Performance regressions between steps 3 and 6 are expected

When porting, simplified scalar shapes replace hand-tuned managed code (AVX2, Parallel.For, etc.) so the transcoder can handle them. The regression is the price of getting the shape right. Only investigate functional regressions during this phase. Performance comes back at steps 7 and 8.

The hard invariant: after every change, rerun all tests. If anything breaks, stop and investigate immediately — don't push through.


House rules

These are the highest-priority facts the plugin encodes. Read them even if you skip everything else.

  1. MathF.* does not exist in Hybridizer's builtins. Use (float)System.Math.X(double) in kernels. MathF.* aborts the transcoder with error 0X60AC and emits empty .cu files.

  2. Do not use AtomicExpr.apply — flagged buggy. Use [IntrinsicFunction("atomicAdd")] / ("atomicMax") stubs over a static Atomics class instead.

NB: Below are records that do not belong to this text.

PR #614, opened 2024-05-10
Kernel compositions

db091756:
### PR Type

- Feature
- Tests

### Description

Adds capability to arbitrarily add, multiply and take powers of kernels, including the corresponding magic methods. Division and subtraction not included as positive semi-definiteness is not conserved with these operations.

### How Has This Been Tested?

All additional unit tests pass.

(Write your answer here.)

### Screenshots

(Write your answer here.)


tests/unit/test_kernel.py
```diff
@@ -202,22 +208,375 @@ def expected_divergence_x_grad_y(
...
+    @override
+    @pytest.fixture(scope="class")
+    def kernel(self) -> _MultiCompositeKernel:
+        """Define an ProductKernel composed of mocked kernel functions."""
+        # Variable rename allows for nicer automatic formatting
+        num_points, dimension = self.mock_num_points, self.mock_dimension
+
+        k1 = MagicMock(spec=Kernel)
+        k1.compute_elementwise.return_value = jnp.array(1.0)
+        k1.compute.return_value = 1.0 * jnp.ones((num_points, num_points))
```
tc85324, line 406: Why do all these multiply `jnp.ones` by `1.0`?

tests/unit/test_kernel.py
```diff
@@ -202,22 +208,375 @@ def expected_divergence_x_grad_y(
         """Compute expected divergence of the kernel w.r.t ``x`` gradient ``y``."""
 
 
+class KernelCompositionTest(ABC, Generic[_MultiCompositeKernel]):
```
tc85324, line 211: Does this need to inherit from `ABC`?

tests/unit/test_kernel.py
```diff
@@ -202,22 +208,375 @@ def expected_divergence_x_grad_y(
...
+        k1.grad_x_elementwise.return_value = 1.0 * jnp.ones(dimension)
+        k1.grad_x.return_value = 1.0 * jnp.ones((num_points, num_points, dimension))
+        k1.grad_y_elementwise.return_value = 1.0 * jnp.ones(dimension)
+        k1.grad_y.return_value = 1.0 * jnp.ones((num_points, num_points, dimension))
+        k1.divergence_x_grad_y_elementwise.return_value = jnp.array(1.0)
+        k1.divergence_x_grad_y.return_value = 1.0 * jnp.ones((num_points, num_points))
+
+        k2 = MagicMock(spec=Kernel)
+        k2.compute_elementwise.return_value = jnp.array(2.0)
+        k2.compute.return_value = 2.0 * jnp.ones((num_points, num_points))
```
tc85324, line 255: Instead of multiplying by 2.0 we can use `jnp.full` instead here

coreax/kernel.py
```diff
@@ -102,6 +102,55 @@ def median_heuristic(x: ArrayLike) -> Array:
 class Kernel(eqx.Module):
     """Abstract base class for kernels."""
 
+    def __add__(self, addition: Kernel | int | float):
+        """Overload `+` operator."""
+        if not isinstance(addition, (Kernel, int, float)):
```
tc85324, line 107: It would be more idiomatic if these were if, elif, else return NotImplemented. Type hints are missing on the return. Can we also use the Union instead of `|`

tc85324 (changes requested):
A nice addition. There are quite a lot of pyright complaints at the moment though. It would also be nice if something could be done about the auto formatting in some of the places, such as the expected gradients.

tests/unit/test_kernel.py
db091756: It was a way to cast to float without having the line be split over multiple lines but I've changed this to using jnp.full now so not an issue.

tests/unit/test_kernel.py
db091756: Fixed!

coreax/kernel.py
db091756: Yep much nicer, done

coreax/kernel.py
pc532627, line 1: I think it would be worth having an example in the codebase that uses a more complex kernel that is now possible - could you add one - perhaps just an example like `examples/herding_basic.py` but with a kernel that uses both products and additive aspects now, in a new file called `examples/herding_paired_kernel.py` or something similar? We should also then add a corresponding file in `tests/integration/` that runs the test.

coreax/kernel.py
```diff
@@ -365,13 +409,152 @@ def _reshape(x: Array) -> Array:
...
+    :math:`l:\mathbb{R}^d \times \mathbb{R}^d \to \mathbb{R}`, define the additive
+    kernel :math:`p:\mathbb{R}^d \times \mathbb{R}^d \to \mathbb{R}` where
+    :math:`p(x,y) := k(x,y) + l(x,y)`
+
+    :param first_kernel: Instance of class coreax.kernel.Kernel
+    :param second_kernel: Instance of class coreax.kernel.Kernel
+    """
+
+    @override
+    def compute_elementwise(self, x: ArrayLike, y: ArrayLike):
```
pc532627, line 449: Needs output annotation of Array.

coreax/kernel.py
```diff
@@ -365,13 +409,152 @@ def _reshape(x: Array) -> Array:
...
+        return self.first_kernel.compute_elementwise(
+            x, y
+        ) + self.second_kernel.compute_elementwise(x, y)
+
+    @override
+    def grad_x_elementwise(self, x: ArrayLike, y: ArrayLike):
```
pc532627, line 455: Needs output annotation of Array.

coreax/kernel.py
```diff
@@ -365,13 +409,152 @@ def _reshape(x: Array) -> Array:
...
+        return self.first_kernel.grad_x_elementwise(
+            x, y
+        ) + self.second_kernel.grad_x_elementwise(x, y)
+
+    @override
+    def grad_y_elementwise(self, x: ArrayLike, y: ArrayLike):
```
pc532627, line 461: Needs output annotation of Array.

coreax/kernel.py
```diff
@@ -365,13 +409,152 @@ def _reshape(x: Array) -> Array:
...
+        return self.first_kernel.grad_y_elementwise(
+            x, y
+        ) + self.second_kernel.grad_y_elementwise(x, y)
+
+    @override
+    def divergence_x_grad_y_elementwise(self, x: ArrayLike, y: ArrayLike):
```
pc532627, line 467: Needs output annotation of Array.

coreax/kernel.py
```diff
@@ -365,13 +409,152 @@ def _reshape(x: Array) -> Array:
...
+    :math:`l:\mathbb{R}^d \times \mathbb{R}^d \to \mathbb{R}`, define the product kernel
+    :math:`p:\mathbb{R}^d \times \mathbb{R}^d \to \mathbb{R}` where
+    :math:`p(x,y) = k(x,y)l(x,y)`
+
+    :param first_kernel: Instance of class coreax.kernel.Kernel
+    :param second_kernel: Instance of class coreax.kernel.Kernel
+    """
+
+    @override
+    def compute_elementwise(self, x: ArrayLike, y: ArrayLike):
```
pc532627, line 487: Needs output annotation of Array.

coreax/kernel.py
```diff
@@ -365,13 +409,152 @@ def _reshape(x: Array) -> Array:
...
+        if self.first_kernel == self.second_kernel:
+            return self.first_kernel.compute_elementwise(x, y) ** 2
+        return self.first_kernel.compute_elementwise(
+            x, y
+        ) * self.second_kernel.compute_elementwise(x, y)
+
+    @override
+    def grad_x_elementwise(self, x: ArrayLike, y: ArrayLike):
```
pc532627, line 495: Needs output annotation of Array.

coreax/kernel.py
```diff
@@ -365,13 +409,152 @@ def _reshape(x: Array) -> Array:
...
+        return self.first_kernel.grad_x_elementwise(
+            x, y
+        ) * self.second_kernel.compute_elementwise(
+            x, y
+        ) + self.second_kernel.grad_x_elementwise(
+            x, y
+        ) * self.first_kernel.compute_elementwise(x, y)
+
+    @override
+    def grad_y_elementwise(self, x: ArrayLike, y: ArrayLike):
```
pc532627, line 511: Needs output annotation of Array.

coreax/kernel.py
```diff
@@ -365,13 +409,152 @@ def _reshape(x: Array) -> Array:
...
+        return self.first_kernel.grad_y_elementwise(
+            x, y
+        ) * self.second_kernel.compute_elementwise(
+            x, y
+        ) + self.second_kernel.grad_y_elementwise(
+            x, y
+        ) * self.first_kernel.compute_elementwise(x, y)
+
+    @override
+    def divergence_x_grad_y_elementwise(self, x: ArrayLike, y: ArrayLike):
```
pc532627, line 527: Needs output annotation of Array.

tests/unit/test_kernel.py
```diff
@@ -212,22 +215,287 @@ def expected_divergence_x_grad_y(
...
+
+    @pytest.fixture(scope="class")
+    def kernel(self) -> AdditiveKernel:
+        """Return a mocked paired kernel function."""
+        return _MockedPairedKernel(
+            num_points=self.mock_num_points, dimension=self.mock_dimension
+        ).to_additive_kernel()
+
+    @pytest.fixture(params=["floats", "vectors", "arrays"])
+    def problem(self, request, kernel: AdditiveKernel) -> _Problem:
```
pc532627, line 278: `request` is not type annotated here

tests/unit/test_kernel.py
```diff
@@ -212,22 +215,287 @@ def expected_divergence_x_grad_y(
...
+        :math:`p(x,y) := k(x,y) + l(x,y)`
+
+        We consider the simplest possible example of adding two Linear kernels together
+        with the following cases:
+        - `floats`: where x and y are floats
+        - `vectors`: where x and y are vectors of the same size
+        - `arrays`: where x and y are arrays of the same shape
+        """
+        mode = request.param
+        x = 0.5
```
pc532627, line 294: Very minor point, but is there a reason why these are defined outside of the if statement below for floats?

tests/unit/test_kernel.py
```diff
@@ -212,22 +215,287 @@ def expected_divergence_x_grad_y(
...
+
+    @pytest.fixture(scope="class")
+    def kernel(self) -> ProductKernel:
+        """Return a mocked paired kernel function."""
+        return _MockedPairedKernel(
+            num_points=self.mock_num_points, dimension=self.mock_dimension
+        ).to_product_kernel()
+
+    @pytest.fixture(params=["floats", "vectors", "arrays"])
+    def problem(self, request, kernel: ProductKernel) -> _Problem:
```
pc532627, line 388: `request` is not type annotated here

tests/unit/test_kernel.py
```diff
@@ -212,22 +215,287 @@ def expected_divergence_x_grad_y(
...
+        :math:`p(x,y) = k(x,y)l(x,y)`
+
+        We consider the simplest possible example of adding two Linear kernels together
+        with the following cases:
+        - `floats`: where x and y are floats
+        - `vectors`: where x and y are vectors of the same size
+        - `arrays`: where x and y are arrays of the same shape
+        """
+        mode = request.param
+        x = 1.5
```
pc532627, line 404: Same comment as above about defining these outside of the if statement

pc532627 (changes requested):
A few minor style points and a request for an example to be added that showcases this functionality to the user. Generally code looks good.

tests/unit/test_kernel.py
db091756: Just following the structure of the other kernel tests already in, don't think there is any reason

examples/herding_paired_kernel.py
```diff
@@ -0,0 +1,225 @@
...
+# See the License for the specific language governing permissions and
+# limitations under the License.
+
+"""
+Example coreset generation using randomly generated point clouds.
+
+This example showcases how a coreset can be generated from a dataset containing ``n``
+points sampled from ``k`` clusters in space.
+
+A coreset is generated using kernel herding, with a Squared Exponential kernel. This
```
pc532627, line 21: Update docstring to state we are using a kernel that combines Squared exponential, PCIMQ and Laplace

examples/herding_paired_kernel.py
pc532627, line 1: To reduce the run time of this test in the workflows, I suggest just computing the herding coreset and the MMD for that - this should cut 70% of the run-time off but still show how to use the product and additive kernels

pc532627 (changes requested):
A few very minor points - one about speeding up the workflows which I think will make a big difference

pc532627 (approved):

pc532627 (approved):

  3. Pick the right edition and let --display-license-details decide the flavors. The free Hybridizer NuGet tool is CUDA-only (full profiling/debugging — not stripped down). The paid standalone adds OMP, HIP, AVX, AVX2, AVX512. Only pass --flavors what the license reports as available.

  4. Initialise FloatResidentArray eagerly. Touch DevicePointer and set Status = HostNeedsRefresh before the first kernel write. Otherwise the kernel reads uninitialised device memory.

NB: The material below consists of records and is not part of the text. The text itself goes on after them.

PR #621, opened 2024-05-14
Feature/refactor metrics

### LINKED ISSUE #613: Refactor MMD metric to utilise the blocked computation already in `Kernel`
### What's the new feature?

If we generalise the `Kernel.gramian_row_mean` to `Kernel.compute_row_mean`, then all block handling required by MMD will already be handled in `Kernel`.

### What value does this add?

Massively reduces duplication and simplifies the codebase.

_No response_

### Additional context

_No response_

### LINKED ISSUE #631: Compositional/Partitioned Solvers
### What's the new feature?

Create a composite solver that partitions the coreset problem, solves the collection of smaller coreset problems, and then reconstitutes the result as a single coreset.

### What value does this add?

Allows for MapReduce like functionality and provides a means to scale the solving over multiple devices (SPMD acceleration). 

_No response_

### Additional context

_No response_

tc85324:
### PR Type
Closes #613 

- Tests

### Description
Significantly reduces duplication from `coreax.metrics` by using the new `kernel.compute_mean` method. This also allows many of the tests from `test_metrics.py` to be removed as the associated functionality is already tested, for `kernel.compute_mean`, in `test_kernels.py`

Additionaly converts `coreax.util.apply_negative_precision_threshold` to be JIT compatible (allowing `metric.compute` to be JIT compiled).
 
### How Has This Been Tested?
All tests pass

All methods except for `compute` have been removed from `coreax.mdd.MMD`.

### DIFF
--- a/coreax/coreset.py
+++ b/coreax/coreset.py
@@ -31,7 +31,7 @@ class Coreset(eqx.Module, Generic[_Data]):
     with a non-negative (probability) weight :math:`w_i \in \mathbb{R} \ge 0`, there
     exists an implied discrete (probability) measure over :math:`\Omega`
 
-    .. math:
+    .. math::
         \eta_n = \sum_{i=1}^{n} w_i \delta_{x_i}.
 
     If we then specify a set of test-functions :math:`\Phi = {\phi_1, \dots, \phi_M}`,
@@ -39,7 +39,7 @@ class Coreset(eqx.Module, Generic[_Data]):
     "important" properties of the data, then there also exists an implied push-forward
     measure over :math:`\mathbb{R}^M`
 
-    .. math:
+    .. math::
         \mu_n = \sum_{i=1}^{n} w_i \delta_{\Phi(x_i)}.
 
     A coreset is simply a reduced measure containing :math:`\hat{n} < n` updated nodes
@@ -47,12 +47,12 @@ class Coreset(eqx.Module, Generic[_Data]):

  5. Garbled CUDA output is usually a stale .dll satellite. Clean rebuild before reading kernel output.

  6. nsys/compute-sanitizer wedge dotnet on WSL2. Profile on native Windows or use the in-process profiler.

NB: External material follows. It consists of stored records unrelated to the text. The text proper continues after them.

PR #626, opened 2024-05-22
Fix/approximate data compatibility

tc85324:
### PR Type

- Bugfix
- Feature

### Description
Since the introduction of `kernel.compute_mean`, the `gramian_row_mean` method is expected to accept `coreax.data.Data` objects. Compatibility is provided by making `coreax.data.Data` a proper JAX  `ArrayLike` type. This allows `Data.data` to be accessed via `jnp.asarray(Data(...))`.
    
In addition, the new `kernel.compute_mean` method allows some duplicated code to be removed from the old approximator implementations.

To reduce duplication, an `as_data` method has been added, and the `kernel.gramian_row_mean` docstring has been simplified (including typehints for block_size).

### How Has This Been Tested?
All tests pass

No

### DIFF
--- a/coreax/approximation.py
+++ b/coreax/approximation.py
@@ -183,7 +183,7 @@ class MonteCarloApproximateKernel(RandomRegressionKernel):
         :return: Approximation of the base kernel's Gramian row-mean
         """
         del kwargs
-        data = jnp.asarray(x)
+        data = jnp.atleast_2d(jnp.asarray(x))
         num_data_points = len(data)
         key = self.random_key
         features_idx = _random_indices(key, num_data_points, self.num_kernel_points - 1)
@@ -223,7 +223,7 @@ class ANNchorApproximateKernel(RandomRegressionKernel):
         :return: Approximation of the base kernel's Gramian row-mean
         """
         del kwargs
-        data = jnp.asarray(x)
+        data = jnp.atleast_2d(jnp.asarray(x))
         num_data_points = len(data)
         features = jnp.zeros((num_data_points, self.num_kernel_points))
         features = features.at[:, 0].set(self.base_kernel.compute(data, data[0])[:, 0])
@@ -279,7 +279,7 @@ class NystromApproximateKernel(RandomRegressionKernel):
         :return: Approximation of the base kernel's Gramian row-mean
         """
         del kwargs
-        data = jnp.asarray(x)
+        data = jnp.atleast_2d(jnp.asarray(x))
         num_data_points = len(data)
         feature_idx = _random_indices(
             self.random_key, num_data_points, self.num_kernel_points
--- a/coreax/approximation.py
+++ b/coreax/approximation.py
@@ -27,10 +27,9 @@ all functionality provided through composition with a ``base_kernel``, they can 
 freely used in any place where a standard :class:`~coreax.kernel.Kernel` is expected.
 """
 
-from __future__ import annotations
-
 from collections.abc import Callable
 from functools import partial
+from typing import Union
 
 import jax
 import jax.numpy as jnp
@@ -173,7 +172,7 @@ class MonteCarloApproximateKernel(RandomRegressionKernel):
     :param num_train_points: Number of training points used to fit kernel regression
     """
 
-    def gramian_row_mean(self, x: ArrayLike | Data, **kwargs) -> Array:
+    def gramian_row_mean(self, x: Union[ArrayLike, Data], **kwargs) -> Array:
         r"""
         Approximate the Gramian row-mean by Monte-Carlo sampling.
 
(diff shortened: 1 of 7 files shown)


coreax/approximation.py
```diff
@@ -180,7 +183,7 @@ def gramian_row_mean(self, x: ArrayLike, **kwargs) -> Array:
         :return: Approximation of the base kernel's Gramian row-mean
         """
         del kwargs
```
pc532627, line 185: Just as a sense check, do you know when this was introduced, and what it needs doing at the top of all of these methods? (deleting the `kwards`)?

coreax/approximation.py
```diff
@@ -180,7 +183,7 @@ def gramian_row_mean(self, x: ArrayLike, **kwargs) -> Array:
...
-        data = jnp.atleast_2d(x)
+        data = jnp.asarray(x)
```
pc532627, line 186: In all previous cases, we were assuming data was handled as a 2D JAX array (with `jnp.atleast_2d`). I assume `jnp.asarray` is needed for compatibility with `x` if `x` is of type `Data`? Can we not keep the assumption that everything is worked with as a 2D array?

coreax/data.py
```diff
@@ -207,19 +207,23 @@ class Data(eqx.Module):
...
     def __init__(
         self,
-        data: Shaped[ArrayLike, " n d"],
+        data: Shaped[ArrayLike, " n *d"],
         weights: Shaped[ArrayLike, " n"] | None = None,
     ):
         """Initialise Data class."""
-        self.data = jnp.atleast_2d(data)
-        n = self.data.shape[0]
+        self.data = jnp.asarray(data)
```
pc532627, line 219: Same comment about `jnp.asarray` vs `jnp.atleast_2d` - is this needed and has the code been tested if 1d arrays are passed?

pc532627 (changes requested):

coreax/approximation.py
tc85324: The kwargs parameter is for Liskov, the del is to supress pylint's complaint of an unused variable.

coreax/approximation.py
tc85324: We only test for 2D at the moment. I don't like the usage of `atleast_2d` as it is not explicit to the user where this dimension will be added (the leading axis). If the user passes an n-vector (believing this represents n scalar observations) then `atleast_2d` will silently give them the wrong result. This is because `atleast_2d` converts the vector to an array with shape `(1, n)`, rather than `(n, 1)`. 

The difficulty is that different users may assume different behaviour for vectors. Some may (correctly in this case) assume an n-vector represents a single n-dimensional observation, whereas others may (incorrectly in this case) assume an n-vector represents n 1-dimensional observations.

Because of this, I think we only have three options: 
1. throw an error when passed an array that is not 2D `if jnp.ndim(x) != 2: raise ValueError("Must be 2D")`
2. allow k-dimensional arrays and let JAX handle any resulting incompatible mathematical operations.
3. use beartype and jaxtyping to provide (optional) runtime type checking of the array dimensions.

If we start using jaxtyping everywhere then the expectations on user data become clearer before runtime (at programming time).

Addressing this issue properly across the entire codebase is out of scope for this pull, so I would prefer to keep this as is, or just wrap the `asarrays` in an `atleast_2d` just to preserve the previous behaviour (whichever you would prefer).

pc532627: @tc85324 Thanks for highlighting the options. I agree that it is not explicit to the user what will happen with particular inputs and could lead to confusion. My proposal is to wrap the `asarrays` in an `atleast_2d` call to preserve the previous behavior for now, but I will also create a ticket that details this discussion and in resolving that, we do one of the three listed options and remove the wrapped `atleast_2d` calls. How does that sound?

pc532627: For reference this is now discussed in issue #630

coreax/data.py
pc532627: @tc85324 this needs a `atleast_2d` wrapper I believe

pc532627 (changes requested):
I think only 1 line has a change required now

coreax/data.py
tc85324: The type hint indicates that d is optional, so will be treated as an n-vector. In this case we have logical consistency as weights is expected to be an n-vector and the docstrings make clear that each weight is associated with a leading index of the data. If you have atleast_2d here, you end up with the confusing scenario where you pass an `n-vector` of data but are only expected to pass a single scalar weight. In addition, there is no reason why data should have to be 2d here, whereas at the point of use (in the gramian_row_mean of the approximators) the mathematical operations doe require 2d.

pc532627 (approved):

  7. Disable xUnit parallelism for Hybridizer tests. Concurrent kernel launches corrupt NativeSerializer's internal dictionary.


Plugin layout

claude-plugin/
├── .claude-plugin/
│ └── marketplace.json
├── hybridizer-port/ ← the plugin
│ ├── .claude-plugin/
│ │ └── plugin.json
│ ├── skills/hybridizer-port/
│ │ ├── SKILL.md ← index; loads reference files on demand
│ │ └── references/
│ │ ├── methodology.md
│ │ ├── attributes.md
│ │ ├── device-code.md
│ │ ├── build-pipeline.md
│ │ ├── host-launch.md
│ │ ├── kernel-patterns.md
│ │ ├── reductions.md
│ │ ├── graph-capture.md
│ │ ├── perf-tuning.md
│ │ ├── gotchas.md
│ │ └── samples-index.md
│ ├── agents/
│ │ ├── hybridizer-porter/
│ │ ├── hybridizer-reviewer/
│ │ └── hybridizer-builder/
│ ├── commands/
│ │ ├── hybridizer-init/
│ │ ├── hybridizer-port/
│ │ ├── hybridizer-review/
│ │ ├── hybridizer-profile/
│ │ └── hybridizer-log/
│ └── hooks/
├── README.md
└── LICENSE (MIT)

The skill uses progressive disclosure: SKILL.md is a short index; Claude pulls in the relevant reference file only when the task touches that topic.


What the skill covers

The plugin's knowledge base spans the full porting surface:

  • Attributes: [Kernel], [EntryPoint], [IntrinsicFunction], [HybridTemplateConcept], [HybridConstant], [In]/[Out], [LaunchBounds], [HybridizerIgnore]
  • Device-code restrictions: language subset, threadIdx/__syncthreads, SharedMemoryAllocator, atomic intrinsics
  • Build pipeline: NuGet tool install shapes, $(HybridizerTool) in Directory.Build.props, MSBuild target order, flavor detection
  • Host launch: HybRunner, SatelliteLoader.Load, SetDistrib/Wrap, streams, FloatResidentArray
  • Kernel patterns: cooperative blocks, warp shuffle, CUB BlockReduce, quantized split layout, per-flavor [EntryPoint] split
  • Reduction skeletons and the four op-delivery styles
  • CUDA graph capture: capture mode, pre-warm, legacy↔capture dependency rules
  • Performance tuning: DllImport bypass for hot kernels, extern "C" wrappers in intrinsics.cuh, memcopy reduction strategy
  • Gotchas: known bugs and edge cases from real ports

Status

Early release — content distilled from a working port. Expect iteration. Issues and PRs welcome on GitHub.